Out of the entries that follow, copy each line containing "parent".

(Collected data)
-.-.-

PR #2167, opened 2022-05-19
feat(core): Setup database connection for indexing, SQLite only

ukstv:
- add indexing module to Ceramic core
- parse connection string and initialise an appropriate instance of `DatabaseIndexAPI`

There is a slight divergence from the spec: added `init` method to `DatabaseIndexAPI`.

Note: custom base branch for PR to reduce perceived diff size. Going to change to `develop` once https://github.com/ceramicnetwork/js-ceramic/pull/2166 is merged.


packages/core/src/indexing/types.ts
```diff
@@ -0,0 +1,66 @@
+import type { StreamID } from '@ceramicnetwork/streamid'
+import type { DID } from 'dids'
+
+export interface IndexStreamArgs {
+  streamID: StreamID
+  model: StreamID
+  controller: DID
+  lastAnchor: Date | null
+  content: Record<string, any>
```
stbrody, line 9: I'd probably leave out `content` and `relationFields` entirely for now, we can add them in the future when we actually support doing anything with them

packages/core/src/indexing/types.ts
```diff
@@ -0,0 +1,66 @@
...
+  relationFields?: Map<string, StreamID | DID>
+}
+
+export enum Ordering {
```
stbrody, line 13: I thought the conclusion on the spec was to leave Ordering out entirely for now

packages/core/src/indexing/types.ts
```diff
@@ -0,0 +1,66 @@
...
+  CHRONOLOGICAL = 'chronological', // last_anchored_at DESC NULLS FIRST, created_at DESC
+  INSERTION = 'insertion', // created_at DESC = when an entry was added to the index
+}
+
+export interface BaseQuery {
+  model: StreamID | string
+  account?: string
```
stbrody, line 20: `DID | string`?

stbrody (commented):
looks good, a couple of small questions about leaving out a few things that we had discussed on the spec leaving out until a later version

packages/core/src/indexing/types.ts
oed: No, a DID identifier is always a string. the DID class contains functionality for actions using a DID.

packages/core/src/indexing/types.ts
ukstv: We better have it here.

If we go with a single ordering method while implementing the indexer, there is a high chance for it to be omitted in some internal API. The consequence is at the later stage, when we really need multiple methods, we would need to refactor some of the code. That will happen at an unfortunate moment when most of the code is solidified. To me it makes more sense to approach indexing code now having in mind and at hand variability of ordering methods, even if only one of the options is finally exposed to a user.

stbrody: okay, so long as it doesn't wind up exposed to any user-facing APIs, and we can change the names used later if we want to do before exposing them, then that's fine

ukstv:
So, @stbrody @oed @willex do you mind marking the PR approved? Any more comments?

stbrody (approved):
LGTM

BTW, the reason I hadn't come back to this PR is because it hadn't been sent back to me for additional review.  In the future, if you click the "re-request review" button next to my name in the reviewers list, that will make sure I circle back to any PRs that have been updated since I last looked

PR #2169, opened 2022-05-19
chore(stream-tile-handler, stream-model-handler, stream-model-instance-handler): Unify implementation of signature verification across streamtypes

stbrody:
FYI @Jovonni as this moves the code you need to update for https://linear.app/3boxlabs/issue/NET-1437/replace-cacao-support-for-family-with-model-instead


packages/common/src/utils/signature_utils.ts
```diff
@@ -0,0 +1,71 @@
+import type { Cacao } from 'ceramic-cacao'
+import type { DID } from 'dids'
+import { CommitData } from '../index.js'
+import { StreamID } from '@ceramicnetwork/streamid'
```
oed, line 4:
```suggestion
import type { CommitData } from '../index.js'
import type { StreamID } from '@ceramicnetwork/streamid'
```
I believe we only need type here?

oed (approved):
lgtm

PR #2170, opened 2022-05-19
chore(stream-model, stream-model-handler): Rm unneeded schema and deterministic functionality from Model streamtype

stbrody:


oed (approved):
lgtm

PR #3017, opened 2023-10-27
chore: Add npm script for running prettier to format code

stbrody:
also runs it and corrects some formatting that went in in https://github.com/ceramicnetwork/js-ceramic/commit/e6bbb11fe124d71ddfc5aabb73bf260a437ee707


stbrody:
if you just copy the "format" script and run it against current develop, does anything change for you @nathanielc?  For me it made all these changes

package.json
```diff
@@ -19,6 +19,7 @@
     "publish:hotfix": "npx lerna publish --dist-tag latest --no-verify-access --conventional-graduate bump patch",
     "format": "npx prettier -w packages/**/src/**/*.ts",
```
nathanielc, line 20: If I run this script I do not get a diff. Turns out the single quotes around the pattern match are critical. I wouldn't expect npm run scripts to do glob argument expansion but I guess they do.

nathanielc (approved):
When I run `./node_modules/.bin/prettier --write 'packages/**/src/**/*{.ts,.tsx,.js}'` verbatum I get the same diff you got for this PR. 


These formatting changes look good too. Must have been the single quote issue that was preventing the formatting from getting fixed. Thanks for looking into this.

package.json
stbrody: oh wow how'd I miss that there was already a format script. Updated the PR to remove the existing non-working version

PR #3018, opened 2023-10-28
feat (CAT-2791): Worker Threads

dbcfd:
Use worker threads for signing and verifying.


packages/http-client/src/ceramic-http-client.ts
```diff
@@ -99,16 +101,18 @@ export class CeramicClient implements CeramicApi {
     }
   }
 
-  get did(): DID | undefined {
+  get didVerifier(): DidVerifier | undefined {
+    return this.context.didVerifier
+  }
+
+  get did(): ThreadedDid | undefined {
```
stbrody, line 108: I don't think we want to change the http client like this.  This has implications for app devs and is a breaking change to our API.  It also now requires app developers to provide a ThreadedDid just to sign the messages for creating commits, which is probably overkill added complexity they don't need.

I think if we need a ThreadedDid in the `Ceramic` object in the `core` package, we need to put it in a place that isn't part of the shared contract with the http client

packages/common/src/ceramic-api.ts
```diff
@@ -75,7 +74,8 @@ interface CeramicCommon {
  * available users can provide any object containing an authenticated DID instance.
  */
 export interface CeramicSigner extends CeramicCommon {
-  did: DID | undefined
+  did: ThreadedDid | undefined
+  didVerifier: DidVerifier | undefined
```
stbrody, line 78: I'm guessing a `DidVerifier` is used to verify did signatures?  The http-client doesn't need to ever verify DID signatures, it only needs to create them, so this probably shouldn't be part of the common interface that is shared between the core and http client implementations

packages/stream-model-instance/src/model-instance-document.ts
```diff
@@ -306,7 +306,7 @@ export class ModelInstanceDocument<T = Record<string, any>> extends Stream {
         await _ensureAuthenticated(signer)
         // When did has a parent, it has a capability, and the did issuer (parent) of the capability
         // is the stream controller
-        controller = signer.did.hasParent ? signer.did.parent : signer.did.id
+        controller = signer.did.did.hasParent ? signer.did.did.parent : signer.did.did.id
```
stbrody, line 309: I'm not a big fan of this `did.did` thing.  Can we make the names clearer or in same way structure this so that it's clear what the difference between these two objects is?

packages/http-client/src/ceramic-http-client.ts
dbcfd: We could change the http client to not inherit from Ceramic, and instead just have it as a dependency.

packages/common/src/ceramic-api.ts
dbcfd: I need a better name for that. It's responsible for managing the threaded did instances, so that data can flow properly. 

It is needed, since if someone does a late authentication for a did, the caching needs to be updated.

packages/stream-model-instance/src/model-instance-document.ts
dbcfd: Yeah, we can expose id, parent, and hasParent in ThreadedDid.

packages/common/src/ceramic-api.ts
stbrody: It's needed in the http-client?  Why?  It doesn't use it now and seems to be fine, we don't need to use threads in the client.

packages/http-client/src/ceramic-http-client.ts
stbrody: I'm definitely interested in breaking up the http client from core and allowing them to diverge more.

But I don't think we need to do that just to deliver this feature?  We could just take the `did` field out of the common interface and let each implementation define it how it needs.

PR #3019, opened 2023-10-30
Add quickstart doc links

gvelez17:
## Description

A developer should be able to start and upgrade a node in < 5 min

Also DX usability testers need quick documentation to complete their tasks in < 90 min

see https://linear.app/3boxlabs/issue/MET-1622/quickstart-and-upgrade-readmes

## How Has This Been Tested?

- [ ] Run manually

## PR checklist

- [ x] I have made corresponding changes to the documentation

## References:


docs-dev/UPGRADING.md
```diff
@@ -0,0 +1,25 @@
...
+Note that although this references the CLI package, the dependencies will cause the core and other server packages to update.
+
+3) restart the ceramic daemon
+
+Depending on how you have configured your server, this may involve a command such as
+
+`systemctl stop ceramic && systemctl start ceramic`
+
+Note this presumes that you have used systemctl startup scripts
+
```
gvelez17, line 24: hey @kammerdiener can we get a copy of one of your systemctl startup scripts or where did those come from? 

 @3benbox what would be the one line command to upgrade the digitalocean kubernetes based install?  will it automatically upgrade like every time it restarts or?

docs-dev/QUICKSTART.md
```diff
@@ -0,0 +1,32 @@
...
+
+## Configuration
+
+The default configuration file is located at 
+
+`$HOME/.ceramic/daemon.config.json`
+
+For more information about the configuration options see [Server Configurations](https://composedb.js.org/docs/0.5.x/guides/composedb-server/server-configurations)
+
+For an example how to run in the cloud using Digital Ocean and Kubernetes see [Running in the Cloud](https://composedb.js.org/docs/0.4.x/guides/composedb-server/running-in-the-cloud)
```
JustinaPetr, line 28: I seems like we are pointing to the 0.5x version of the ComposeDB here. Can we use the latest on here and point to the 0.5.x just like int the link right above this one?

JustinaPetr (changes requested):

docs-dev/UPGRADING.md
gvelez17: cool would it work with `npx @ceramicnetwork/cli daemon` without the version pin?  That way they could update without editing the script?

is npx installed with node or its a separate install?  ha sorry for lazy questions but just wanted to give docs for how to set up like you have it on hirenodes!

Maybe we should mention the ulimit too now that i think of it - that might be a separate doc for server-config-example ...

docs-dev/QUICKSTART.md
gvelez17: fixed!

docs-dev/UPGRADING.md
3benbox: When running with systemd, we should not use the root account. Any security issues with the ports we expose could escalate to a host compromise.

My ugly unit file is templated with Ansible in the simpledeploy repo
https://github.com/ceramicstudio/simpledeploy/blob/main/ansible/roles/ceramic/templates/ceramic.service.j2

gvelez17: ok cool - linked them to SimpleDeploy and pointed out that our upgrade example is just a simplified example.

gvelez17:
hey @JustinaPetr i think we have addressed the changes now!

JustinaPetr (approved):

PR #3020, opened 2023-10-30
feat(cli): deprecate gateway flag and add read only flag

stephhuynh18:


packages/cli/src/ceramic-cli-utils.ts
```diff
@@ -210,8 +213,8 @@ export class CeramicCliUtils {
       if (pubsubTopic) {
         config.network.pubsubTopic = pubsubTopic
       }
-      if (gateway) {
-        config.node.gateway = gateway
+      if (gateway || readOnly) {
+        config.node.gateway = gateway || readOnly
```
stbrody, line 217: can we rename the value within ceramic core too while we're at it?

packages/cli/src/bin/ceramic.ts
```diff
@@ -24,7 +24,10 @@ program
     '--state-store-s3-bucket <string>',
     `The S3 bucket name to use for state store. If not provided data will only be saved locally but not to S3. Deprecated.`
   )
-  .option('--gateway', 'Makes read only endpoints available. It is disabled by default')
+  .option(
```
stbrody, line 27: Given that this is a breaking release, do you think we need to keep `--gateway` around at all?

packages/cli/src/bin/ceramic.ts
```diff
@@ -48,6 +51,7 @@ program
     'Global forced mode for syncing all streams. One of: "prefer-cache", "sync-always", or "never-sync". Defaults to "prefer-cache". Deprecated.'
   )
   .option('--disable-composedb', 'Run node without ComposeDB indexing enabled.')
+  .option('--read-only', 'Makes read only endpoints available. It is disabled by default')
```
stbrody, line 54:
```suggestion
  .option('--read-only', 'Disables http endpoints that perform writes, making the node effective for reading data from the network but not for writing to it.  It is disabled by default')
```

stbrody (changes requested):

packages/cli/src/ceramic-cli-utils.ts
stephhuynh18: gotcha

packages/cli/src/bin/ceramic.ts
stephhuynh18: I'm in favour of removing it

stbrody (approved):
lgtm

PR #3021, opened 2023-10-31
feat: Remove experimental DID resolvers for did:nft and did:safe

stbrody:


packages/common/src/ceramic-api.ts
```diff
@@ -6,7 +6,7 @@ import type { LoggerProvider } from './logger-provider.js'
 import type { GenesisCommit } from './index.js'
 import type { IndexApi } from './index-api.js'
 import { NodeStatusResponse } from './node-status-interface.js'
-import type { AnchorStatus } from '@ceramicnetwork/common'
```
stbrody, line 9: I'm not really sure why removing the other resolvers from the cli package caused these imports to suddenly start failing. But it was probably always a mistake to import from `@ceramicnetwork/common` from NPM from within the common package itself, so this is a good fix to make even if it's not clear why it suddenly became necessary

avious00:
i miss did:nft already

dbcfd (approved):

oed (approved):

-.-.-

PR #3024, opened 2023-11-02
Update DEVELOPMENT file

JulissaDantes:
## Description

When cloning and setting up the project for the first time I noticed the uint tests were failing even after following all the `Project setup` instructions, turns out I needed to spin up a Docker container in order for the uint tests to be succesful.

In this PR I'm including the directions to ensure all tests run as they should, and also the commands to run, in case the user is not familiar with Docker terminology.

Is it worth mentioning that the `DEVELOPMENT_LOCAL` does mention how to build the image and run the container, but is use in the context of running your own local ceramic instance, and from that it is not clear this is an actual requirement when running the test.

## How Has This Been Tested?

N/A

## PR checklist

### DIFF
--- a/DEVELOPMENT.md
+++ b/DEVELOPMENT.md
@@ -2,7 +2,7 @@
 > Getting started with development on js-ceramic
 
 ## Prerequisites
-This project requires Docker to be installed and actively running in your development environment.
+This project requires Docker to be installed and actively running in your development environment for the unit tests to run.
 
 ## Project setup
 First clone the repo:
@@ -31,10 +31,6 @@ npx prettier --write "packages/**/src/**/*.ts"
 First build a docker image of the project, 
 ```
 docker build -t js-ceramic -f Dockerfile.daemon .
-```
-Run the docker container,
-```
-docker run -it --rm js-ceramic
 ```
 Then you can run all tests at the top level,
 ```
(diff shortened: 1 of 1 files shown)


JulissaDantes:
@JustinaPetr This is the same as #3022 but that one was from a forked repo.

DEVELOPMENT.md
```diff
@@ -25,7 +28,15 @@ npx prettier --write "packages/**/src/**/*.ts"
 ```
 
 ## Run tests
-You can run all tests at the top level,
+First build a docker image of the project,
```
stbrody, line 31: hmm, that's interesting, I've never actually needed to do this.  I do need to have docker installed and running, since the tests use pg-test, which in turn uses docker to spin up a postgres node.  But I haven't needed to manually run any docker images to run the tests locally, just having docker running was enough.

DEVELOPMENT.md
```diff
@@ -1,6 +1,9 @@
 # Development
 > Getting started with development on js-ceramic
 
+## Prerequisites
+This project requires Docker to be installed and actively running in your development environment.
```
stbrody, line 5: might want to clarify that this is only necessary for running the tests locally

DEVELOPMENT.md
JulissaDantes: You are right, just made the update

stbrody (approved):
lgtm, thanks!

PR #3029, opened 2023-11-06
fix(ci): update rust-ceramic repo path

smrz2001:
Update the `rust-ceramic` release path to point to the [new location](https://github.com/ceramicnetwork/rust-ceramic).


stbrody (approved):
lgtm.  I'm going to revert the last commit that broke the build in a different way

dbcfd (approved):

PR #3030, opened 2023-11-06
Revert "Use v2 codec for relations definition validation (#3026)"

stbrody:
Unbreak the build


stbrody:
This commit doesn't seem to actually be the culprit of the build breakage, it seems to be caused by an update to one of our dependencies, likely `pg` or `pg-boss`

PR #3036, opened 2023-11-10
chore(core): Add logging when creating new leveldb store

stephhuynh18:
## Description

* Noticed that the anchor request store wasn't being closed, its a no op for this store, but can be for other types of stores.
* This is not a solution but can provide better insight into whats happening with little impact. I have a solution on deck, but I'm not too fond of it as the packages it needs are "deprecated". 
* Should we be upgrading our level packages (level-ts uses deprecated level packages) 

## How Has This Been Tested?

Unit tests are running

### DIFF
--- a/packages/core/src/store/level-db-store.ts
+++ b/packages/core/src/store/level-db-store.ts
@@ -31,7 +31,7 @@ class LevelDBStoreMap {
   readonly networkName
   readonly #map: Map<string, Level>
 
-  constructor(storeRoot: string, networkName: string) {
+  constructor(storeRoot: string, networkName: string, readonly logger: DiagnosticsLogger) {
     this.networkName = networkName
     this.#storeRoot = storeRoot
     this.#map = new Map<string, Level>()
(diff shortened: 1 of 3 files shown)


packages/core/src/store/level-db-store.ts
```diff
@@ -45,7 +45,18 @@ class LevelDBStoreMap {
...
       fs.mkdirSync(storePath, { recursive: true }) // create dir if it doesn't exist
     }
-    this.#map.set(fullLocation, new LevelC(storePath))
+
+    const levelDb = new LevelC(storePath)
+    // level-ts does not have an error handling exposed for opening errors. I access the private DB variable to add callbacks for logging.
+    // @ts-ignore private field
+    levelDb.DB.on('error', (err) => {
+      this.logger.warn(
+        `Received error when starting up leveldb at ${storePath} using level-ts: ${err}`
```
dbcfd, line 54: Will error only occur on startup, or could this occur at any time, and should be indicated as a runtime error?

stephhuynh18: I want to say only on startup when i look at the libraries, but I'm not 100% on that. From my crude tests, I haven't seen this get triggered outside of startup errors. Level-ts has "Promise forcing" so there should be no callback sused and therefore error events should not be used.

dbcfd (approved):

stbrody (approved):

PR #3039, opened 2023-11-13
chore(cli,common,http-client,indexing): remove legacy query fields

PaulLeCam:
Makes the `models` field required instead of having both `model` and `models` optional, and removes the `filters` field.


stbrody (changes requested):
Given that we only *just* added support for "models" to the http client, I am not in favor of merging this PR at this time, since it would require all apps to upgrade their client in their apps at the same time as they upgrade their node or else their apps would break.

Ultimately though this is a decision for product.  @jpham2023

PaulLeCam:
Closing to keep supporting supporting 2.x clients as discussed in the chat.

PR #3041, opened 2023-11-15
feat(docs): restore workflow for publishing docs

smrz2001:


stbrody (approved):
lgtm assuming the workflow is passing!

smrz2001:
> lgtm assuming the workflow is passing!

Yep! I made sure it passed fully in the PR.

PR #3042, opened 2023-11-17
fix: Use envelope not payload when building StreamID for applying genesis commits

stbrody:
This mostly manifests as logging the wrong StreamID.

-.-.-

▸ **ANSWER TO THIS TASK**:
         // When did has a parent, it has a capability, and the did issuer (parent) of the capability
-        controller = signer.did.hasParent ? signer.did.parent : signer.did.id
+        controller = signer.did.did.hasParent ? signer.did.did.parent : signer.did.did.id
dbcfd: Yeah, we can expose id, parent, and hasParent in ThreadedDid.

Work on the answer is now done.